Altrettanto disorientato, in un momento della sua vita, e, come altri personaggi di Mastroianni, in cammino nel tentativo di ridefinire il senso della propria esistenza, è Spyros, apicoltore greco che, al termine di un percorso nella Grecia meno frequentata, sceglie la morte per suicidio facendosi attaccare dalle api. È una scena epica posta da Theo Anghelopoulos alla fine de Il volo (1986).
Un altro tipo di viaggio compie l’ultimo discendente di una nobile famiglia che, dopo una rivoluzione, si trasferisce a Londra. Accade in Leone l’ultimo (1969) di John Boorman, con Mastroianni che porta al cinema un altro personaggio fisicamente e mentalmente in preda a un disagio - sorto in questo caso da una crisi sociale che diventa metafora di un cambiamento generazionale (gli anni Sessanta).

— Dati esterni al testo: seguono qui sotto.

PR #206, opened 2021-08-09
fix extra references for dependency on schema

abowersox-cb:
## Pull request checklist

## Pull Request Description

Fix the dependency on schema by adding it in two other places.

- [ ] Yes
- [ ] No


avanbrunt-cb (changes requested):
Make the change to develop since we have nothing else waiting there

Avanti e indietro nel tempo. Tra i film nati dalla intensa collaborazione con Marco Ferreri c’è uno dei capolavori meno noti del regista milanese, Break Up - L’uomo dei cinque palloni (1963-1967), recentemente restaurato e riportato al suo splendore originale e alla sua integralità. Mastroianni è superbo nel delineare lo sconfinamento nella follia, anche qui risolta con un suicidio, di un ricco industriale la cui unica necessità diventa quella di comprendere fino a che punto si possa gonfiare un palloncino senza farlo esplodere.
Ma non si possono non ricordare il sindacalista de I compagni (1963) di Mario Monicelli, il contadino povero e innamorato del folgorante Giorni d’amore (1954) di Giuseppe De Santis, il Casanova (lui, “uomo che amava le donne”, come ha titolato il quotidiano La Stampa lunedì 19 dicembre 2016) nel film in costume Il mondo nuovo (1982) di Ettore Scola.